Bug #4158 MySQL Fulltext Index doesn't Work for asian languages
Submitted: 16 Jun 2004 1:37 Modified: 14 Jun 2013 0:10
Reporter: Eks Wang Email Updates:
Status: Verified Impact on me:
Category:MySQL Server Severity:S4 (Feature request)
Version:4.1.12 OS:Windows (WINDOWS XP)
Assigned to: Assigned Account CPU Architecture:Any

[16 Jun 2004 1:37] Eks Wang
When creating fulltext index on a utf8 column, the index only pick up words that are separated by stop words (defined by built in stop word file). For example if I have a word 'ABC' in a sentence like 'XXXXABCXXX', MySQL doesn't regard this sentence as containing word 'ABC', unless the two 'X' at the boundary are stop words.

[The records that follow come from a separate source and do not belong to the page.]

PR #172, opened 2024-04-11
RPIP-41 - Explicitly state that stipends are funded from the GMC's budget.

LongForWisdom:


Valdorff:
Author was asked a question in the vote text thread. While the general assumption is that the GMC spends the GMC's money, this PR makes it explicit (woo explicit). Myself and 1 other RPIP editor have agreed that this is clarifying what's already there, which means it's an appropriate edit despite already being Final.

Valdorff (approved):
Useful clarification, see previous comment

PR #175, opened 2024-04-18
RPIP-41 - Very minor clarification changes to resolve some questions raised in the vote text discussion.

LongForWisdom:


Valdorff (approved):
I agree that these are all further clarifying things that are already unambiguous. LGTM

Since for most asian languages it's impossible to retrieve words from a string by looking at word boundaries, or, stop words. The current approach of will indexing will certainly not produce a reasonable index.

How to repeat:
1. Create a table with a text column, this text column is a charset of 'utf8'. Insert a reasonable large rows of chinese text into this table, make sure that you have some rows containing string like ' ABC ', and some rows contains string 'word1ABCword2'. 

2. Create fulltext index on this table.

3. Search for matching word 'ABC'.

Suggested fix:
Algorithm depending on stop words to identify index-able words will certainly fail to work for Asain languages.
[16 Jun 2004 2:45] Eks Wang
I just found that the stop words are not used either. I noticed some words are separated by stop words by but the text are not found by the search.
[16 Jun 2004 13:24] Sergei Golubchik
it's a known definiency - we don't have a correct algorithm of splitting Chinese (or Japanese) text into words. The workaround is to put non-word chartacters between words.